Write out, word for word, every line in the data below from the one containing "This was a pre-existing" to the one containing "## Font sizes are fluid", both of them included.

• SUPPLIED MATERIAL:
────
PR #1237, opened 2026-08-07
[DTM] SOFT-4077: Typography screen

pauloiankoski:
Builds the **Typography** screen of the Style Library — the size scale, rendered as cards with live sample text in the selected family.

This is the first of three stacked PRs for SOFT-4077. It is a complete, working screen on its own; the font **catalog** and **Add/Delete Font** arrive in the two that follow, because they need a backend change that deserves its own review.

## A rename that had to happen first

`primitive.fontFamily.{sans,serif,mono}` existed in `baseline.json` but **could never have been registered**. `Token_Definition::from_array()` — the declaration path — enforces the same `^[a-z0-9]+([.-][a-z0-9]+)*$` id charset as the user-primitive path and throws on a camelCase segment, because the id feeds `Css_Var::from_id()`. So those tokens could never reach the UI schema, and the font selector would have had nothing to list.

This was a pre-existing violation of the repo's own kebab-case rule, invisible only because nothing had declared them yet. Renamed to `primitive.font-family.*`, atomically with the `semantic.font-family.control` alias that points at it and the wpunit fixtures that reference it. The semantic layer was already correctly kebab-case, so the inconsistency was confined to the primitive layer.

Note the DTCG `$type` stays `fontFamily` — that vocabulary is separate from token *names*, exactly as the conventions doc says.

## What the screen does

- Font **tabs** list the families available in the design system and select which one the previews render in. This is a preview selector.
- Cards show a label chip, a size chip, and the sample text at that size — the sizes are the already-declared `primitive.dimension.font-size.*` group.
- Reorder, rename, live preview and the unsaved-changes guard all come from the shared scaffold.

## It rides the shared contract

One new optional seam: `renderToolbar`, which renders the font row between the header and the list and takes over the add action, because the board puts "+ Add Size" there rather than in the header. Identity-defaulted, so the other five screens are untouched — verified in the browser that Border Radius still renders its add button inside the header.

## Font sizes are fluid

Every `primitive.dimension.font-size.*` entry carries a `clamp` extension, so the resolved value is a full `clamp(...)` string and the steps project to `--global-kb-font-size-<slug>` site-wide. The card chips show the clamp **max** via a pure helper. An explicit edit converts that step to a fixed value — preserving a stale clamp would swallow the edit.

## Verification

`phpstan` clean; `phpcs`, `cspell` and `eslint` clean; `Resources/Design_Tokens` green (1269 tests); **all three snapshot suites green with zero diffs** — those fixtures carry no font tokens, so any diff here would have been a real regression rather than an expected change; 231 jest tests.

Checked in the browser: the screen renders, the tabs switch, and every sample re-renders in the selected family.

## Not included

The font **catalog** dropdown, **Add Font** and **Delete Font** — they need the `$type`→id-segment mapping, which is the next PR in this stack.

`primitive.fontSize.*` is left alone: a second, undeclared, camelCase font-size scale referenced only from preset maps inside `$extensions`. It is unregistered and inert. Recorded here as known tech debt rather than widened into this change.

## Screenshots

**The screen with the font tabs and size cards**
────
• SOLUTION:
This was a pre-existing violation of the repo's own kebab-case rule, invisible only because nothing had declared them yet. Renamed to `primitive.font-family.*`, atomically with the `semantic.font-family.control` alias that points at it and the wpunit fixtures that reference it. The semantic layer was already correctly kebab-case, so the inconsistency was confined to the primitive layer.

Note the DTCG `$type` stays `fontFamily` — that vocabulary is separate from token *names*, exactly as the conventions doc says.

## What the screen does

- Font **tabs** list the families available in the design system and select which one the previews render in. This is a preview selector.
- Cards show a label chip, a size chip, and the sample text at that size — the sizes are the already-declared `primitive.dimension.font-size.*` group.
- Reorder, rename, live preview and the unsaved-changes guard all come from the shared scaffold.

## It rides the shared contract

One new optional seam: `renderToolbar`, which renders the font row between the header and the list and takes over the add action, because the board puts "+ Add Size" there rather than in the header. Identity-defaulted, so the other five screens are untouched — verified in the browser that Border Radius still renders its add button inside the header.

## Font sizes are fluid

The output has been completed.